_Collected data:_
○ ○ ○ ○ ○
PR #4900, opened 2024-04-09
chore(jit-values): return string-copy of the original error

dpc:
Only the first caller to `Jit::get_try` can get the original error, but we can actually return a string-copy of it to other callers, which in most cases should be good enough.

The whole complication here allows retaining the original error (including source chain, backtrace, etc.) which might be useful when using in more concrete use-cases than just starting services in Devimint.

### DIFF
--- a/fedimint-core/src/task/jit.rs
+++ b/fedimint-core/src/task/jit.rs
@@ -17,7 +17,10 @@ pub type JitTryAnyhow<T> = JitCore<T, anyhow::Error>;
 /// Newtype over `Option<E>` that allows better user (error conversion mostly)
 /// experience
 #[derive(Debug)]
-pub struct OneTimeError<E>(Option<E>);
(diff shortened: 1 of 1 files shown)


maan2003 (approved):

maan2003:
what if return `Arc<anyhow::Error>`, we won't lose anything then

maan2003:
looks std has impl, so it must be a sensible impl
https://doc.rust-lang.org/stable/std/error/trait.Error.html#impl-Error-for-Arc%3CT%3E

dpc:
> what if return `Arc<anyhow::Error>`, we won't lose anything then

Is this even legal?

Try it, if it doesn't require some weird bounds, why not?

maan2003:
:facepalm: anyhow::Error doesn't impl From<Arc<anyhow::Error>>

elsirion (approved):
○ ○ ○ ○ ○
_Instructions to follow:_
Set down the lines from the one with "looks std has" through the end of the data above. Keep each exactly as written and add no other line.

_Your solution:_
looks std has impl, so it must be a sensible impl
https://doc.rust-lang.org/stable/std/error/trait.Error.html#impl-Error-for-Arc%3CT%3E

dpc:
> what if return `Arc<anyhow::Error>`, we won't lose anything then

Is this even legal?

Try it, if it doesn't require some weird bounds, why not?

maan2003:
:facepalm: anyhow::Error doesn't impl From<Arc<anyhow::Error>>

elsirion (approved):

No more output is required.